Schon mal vielen vielen Dank !!
Bin ab nächste Woche in MUC und mal eben nach Koblenz ist halt nicht 

@superrocker 73: Rübenach hört sich echt gut an, gibt auch ein paar schöne Wohnungen zur Zeit.

Wie schauts den auf der anderen Rhein-Seite aus ? Arenberg od. Niederberg ?

PS.: Freu mich schon auf Koblenz. Tolle Stadt, ein bißchen wie Regensburg nur billiger und näher an der Heimat


----------



## Siegfried (5. Dezember 2008)

Obwohl Metternich ja auch nicht gerade die allervornehmste Wohngegend ist...aber besser als Lützel oder Neuendorf auf jeden Fall...

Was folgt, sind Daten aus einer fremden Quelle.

PR #572, opened 2026-08-30
chore(deps): pi 0.84.4, openspec 1.11.0, dependency refresh

robertcsakany:
## What

Routine-looking dependency work that turned up two real bugs. Full suite green: **1520 files, 17236 tests, exit 0**.

## Version pins

| Pin | From | To |
|---|---|---|
| `@earendil-works/pi-coding-agent` (5 governed sites) | 0.84.1 | **0.84.4** |
| `@fission-ai/openspec` (server + extension + guard) | `^1.6.0` | **`1.11.0` exact** |
| biome / playwright / fastify-compress / fastify-static / jest-dom / react-virtual | — | 2.5.11 / 1.62.1 / 9 / 10 / 7 / 3.14 |

`piCompatibility.minimum` stays **0.78.0** — the support floor is an independent policy value and does not track the pinned runtime.

## Two bugs found along the way

**1. Empty OpenSpec panel on any fresh `HOME`.** The openspec CLI prints a telemetry notice *ahead of* its JSON on first run under a given `HOME`. `JSON.parse(stdout)` throws on it, `parseJsonOrNull` returns `null`, and every caller reads that `null` as **"no changes"**. Any new Docker container, new user, or CI runner showed an empty panel on first poll. Fixed by retrying from the first JSON opener; no-opener and trailing-junk still return `null`.

**2. A test that had silently stopped asserting.** The harness gives every test an ephemeral `HOME`, so `openspec-poller-parity` had been hitting its CLI-absent skip branch via that same parse failure — asserting nothing, reporting green. Any real parity regression would have sailed through. It also had a timing cliff of its own: 85 sequential CLI spawns ran **59s against a 60s timeout**, version-independent and worsening with every change added to the repo. Bounded concurrency pool → **9.5s**, and it now genuinely runs all 85.

Also fixes a latent product bug via the new pi events: `session_compact_failed` clears the `compacting` latch, which a failed or aborted compaction previously left stuck, blocking reloads.

## A correction worth recording

I first reported openspec 1.11.0 as a **breaking change** and reverted it. That was wrong — I had probed with positional `openspec status <name>`, but the poller calls `openspec status --change <name> --json`, which 1.11.0 supports fine (identical artifact shape, one additive key, same speed). The revert was undone. The pin is nonetheless **exact rather than a caret**, for a different and real reason: the vendored `.pi/skills/openspec-*` are *generated by* the CLI and carry its version in `generatedBy`, so the two must move together under review. A caret had already let 1.11.0 arrive silently during a routine install — the exact pin is what stops that recurring.

## Deliberately held back

- **`@earendil-works/pi-ai`** stays `^0.75.5`. 0.84 moved `streamSimple`/`getModels`/`getProviders` out of the main entry into `./compat` and emptied `dist/oauth.js`; the model proxy and bridge resolve the hoisted bare import. That's a migration, not a bump.
- **`clear_queue`** not wired: it needs server RPC + protocol + client + TUI changes and contradicts the documented read-only shadow-queue design.
- **Risky majors** (typescript 7, vite 8, electron 44, jsdom 29, pdfjs 6, monaco, sharp, `@vitejs/plugin-react` 6, `@google/genai` 2, …) each want their own change.

## Unrelated failures fixed

Three failures pre-dating this work: a vitest `maxWorkers` grouping abort in `context-budget`, and two **cross-suite `localStorage` leaks** (client vitest shares one localstorage file run-wide) — an i18n suite persisting `'hu'` and `useTheme.test.ts` calling `localStorage.clear()`. Both fixed **at the leaking suite** rather than stubbed in the victims, since the stub-the-victim approach just moves the flake. Plus `context-budget` registered in `knip.json` and the publish allowlist.

## Specs

Four specs contradicted by the above are updated in place (`openspec validate --specs`: 565 passed). Notably `openspec-cli-version-single-source` had the caret as its *stated rule* — that requirement is inverted, not just renumbered, and gains a scenario making a caret count as drift. Two new `server-openspec-polling` requirements cover the preamble tolerance and the parity test's skip/timeout discipline.

## Review notes

- Spec edits were made **directly to main specs**, overriding the usual change/delta-sync convention — explicitly agreed, as items 1-3 are catch-up on already-landed decisions.
- `openspec/groups/groups.json` (dashboard-generated) and a `kb.mjs` file-mode flip were **excluded** as noise.
- Pre-existing and untouched: `openspec validate` fails on `package-browse`, which declares `### Requirement: Install progress feedback` twice.

## Verification

`pnpm test` exit 0 · `tsc --noEmit` clean · `verify-release-deps.mjs` 11/11 · `/api/health` → `minimum 0.78.0, recommended 0.84.4, current 0.84.4`, no skew · build + restart + reload done.


robertcsakany:
Disputed — the premise ("the server cannot identify the blocking prompt") does not hold for the bridge path.

A dashboard-routed prompt is surfaced by the PromptBus protocol (`prompt_request` → interactive UI row → response), which is independent of `ui_prompt_start`/`ui_prompt_end`. In `packages/server/src/session/event-status-extraction.ts` those two events only set/clear `currentTool` (cosmetic status text); they are not the mechanism by which the dashboard learns a prompt is open.

Emitting them from the patched `ctx.ui.*` wrappers would be a behavioural addition to the bridge, out of scope for a dependency-refresh PR, and would double-report status for prompts that already flow through the bus. Filing as a follow-up if the cosmetic `currentTool` flip is wanted for the headless path.

robertcsakany:
Acknowledged but not changed here. The diff already moves this file from `localStorage.clear()` (which wiped concurrent suites' keys — it flaked `useFolderUrgencySort` and `editor-pane/theme-follow`) to touching only the two keys this file owns, so it is strictly less racy than before.

True per-file storage isolation means a vitest-level change (per-file `--localstorage-file` or a serialized pool), which is a config change well outside a dependency-refresh PR and would affect every client suite. Leaving it as a separate follow-up rather than bundling it here.

PR #576, opened 2026-08-31
feat(client): dispatch provider-auth-event on successful credential writes

robertcsakany:
Implements OpenSpec change `dispatch-provider-auth-event`.

## What

Completes the **dispatcher half** of the shipped `provider-auth-event` contract. `useProvidersReady()` has always listened for the event; nothing ever fired it. Now:

- `useProvidersReady.ts` exports `PROVIDER_AUTH_EVENT`; the listener uses the constant.
- `ProviderAuthSection.handleChanged` dispatches it (zero-payload) — the single funnel for all five credential-write paths (API-key save/removal, OAuth sign-in/out, device-code completion); never in `refresh` (a mount is not a write).
- `SettingsPanel` dispatches it on the `/api/providers` PUT success branch only (replace semantics cover add/edit/delete; over-dispatch accepted per spec).

## Verification

- 12 new L1 rows across the three suites (test-plan D1–D6, E1–E5, X1–X4, R1–R2); **D5 verified to fail on a revert** of the two dispatch sites (non-vacuous wiring proof).
- Full suite: 17250 passed; the only reds are (1) `openspec-poller-parity` — **pre-existing on `origin/develop`** (verified on a detached checkout) and (2) a load-sensitive extension timing benchmark that passes in isolation (8/8).
- Live smoke in the isolated docker harness: OAuth sign-out inside the settings RouteBackedOverlay flipped the landing checklist ① done→pending with no reload and no window focus.

## Ship-gate review (model `@review`, review-code rubric)

**VERDICT: pass** — zero blocking findings. Carried suggestion for follow-up: D6's `JSON.stringify(ev)` assertions are vacuous (`detail` is a prototype accessor); the direct `expect(ev.detail ?? null).toBeNull()` is the real no-payload enforcement — the stringify lines could be dropped for clarity in a later cleanup.

Specs synced + change archived (`2026-08-31-dispatch-provider-auth-event`). No QA/manual deferrals.


robertcsakany:
Triage of the two CodeRabbit findings — both disputed, neither applied:

**1. `ApiKeyRow.handleSave` should honor `success: false` (Minor) — dead code; rejected by the reviewed design.**

The endpoint's contract (`packages/server/src/routes/provider-auth-routes.ts:225-241`) has NO body-level failure class: every failure is non-2xx (`400 {error}` for missing provider/key, `500 {error}` on write failure); success is unconditionally `{ ok: true }`. The suggested guard `data?.success === false` can never fire on that body (`success` is not a field; `undefined === false` is `false`) — it is a gate that can never fail, which `proposal.md` explicitly considered and rejected ("checking it would add a gate that can never fail while forcing the dispatch out of the single `handleChanged` funnel"). The spec's body-level-failure scenario targets the one path that HAS a discriminator — `SettingsPanel`'s `data.success` — and is covered by test-plan row X2. Transport failures on this endpoint throw before `onChanged()` and are covered by X1 (non-2xx → no dispatch, error renders). No change.

**2. Move the change directory out of `archive/` (Minor) — documented false positive.**

Archiving completed changes into `openspec/changes/archive/<date>-<name>/` is this repo's ship convention (AGENTS.md, OpenSpec Conventions): `ship-change` moves the completed change there and `scripts/check-conventions.mjs` treats the archive as immutable history. The review asking to move an archived change back is called out in AGENTS.md as a false-positive pattern. The directory stays.

Both findings verified against current code and controlling docs per the review-triage discipline; the auto-apply bar ("clearly-safe, localized fixes") is not met for #1, and #2 asks for a convention violation.

robertcsakany:
@coderabbitai full review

Kommt darauf an , ob man im " Oberdorf" oder im " Unterdorf " wohnt.


Gruss.


----------



## Michael Night (7. Dezember 2008)

Also ich hab früher mal mit ner WG in Lützel gewohnt. Das war die geilste Wohnung die wir je hatten. Der Vermieter meinte, als wir die Treppen hoch gingen, er würde sich um den Zustand der Wohnungen nicht kümmern und es wäre ihm praktisch egal was wir hier machen. Haftpflichtversicherung war ihmwichtig. Und die Kaution. Rock `n Roll!!!


----------



## Michael Night (7. Dezember 2008)

Empfehlen könnte ich sonst nur das "Kreutzchen". Ist so ne Art "Melroce-Place" von Koblenz.


----------



## specializedvw (21. Dezember 2008)

also willst du nichts mit holzrussen zu tun haben... 
dann würde ich einfachschauen, dass in der nähe kein lidl oder aldi ist 

Definition: (holzus russus) Eine besonders
ausgebreitete Rasse osteuropäischer
Einsiedler. Holzrussen sind außerordentlich
kräftig gebaut und wirken viel stämmiger und
massiger als ihre kleineren Verwandten, die
Deutschen. Ein besonderes Merkmal dieser
außergewöhnlich liebenswürdigen Wesen ist
der
typische Kleidungsstil: Jogginghose,
Lackschuhe, Lederjacke mit Gummibund. Der
typische Holzrusse lebt meistens in großen
Rudeln. Diese werden von dominanten Männchen
geführt. Zentrum eines Territoriums sind
diverse Lidl und Aldiparkplätze. Dort
verteidigen Sie ihr Revier mit Ritualen wie:
in den Kreis spucken, Sonnenblumenkerne zu
essen oder Vodka mit Eistee nachzutrinken
(dieses allerdings nur am Wochenende. Diese
Tätigkeiten werden überwiegend in der Hocke
ausgeführt. Holzrussen sind überwiegend
nachtaktiv. Der Holzrussen ist in keiner
Weise
bedroht und gehört zum einem der größten
Bevölkerungsteilen
Deutschlands!


----------



## Michael Night (21. Dezember 2008)

Ich möchte dich ja nicht vergraulen. Deswegen sollte ich wohl nochmal nachlegen.

Koblenz ist recht übersichtlich! Schöne Häuser und Ecken gibt es in allen Stadtteilen. IM KREUTZCHEN NICHT!!!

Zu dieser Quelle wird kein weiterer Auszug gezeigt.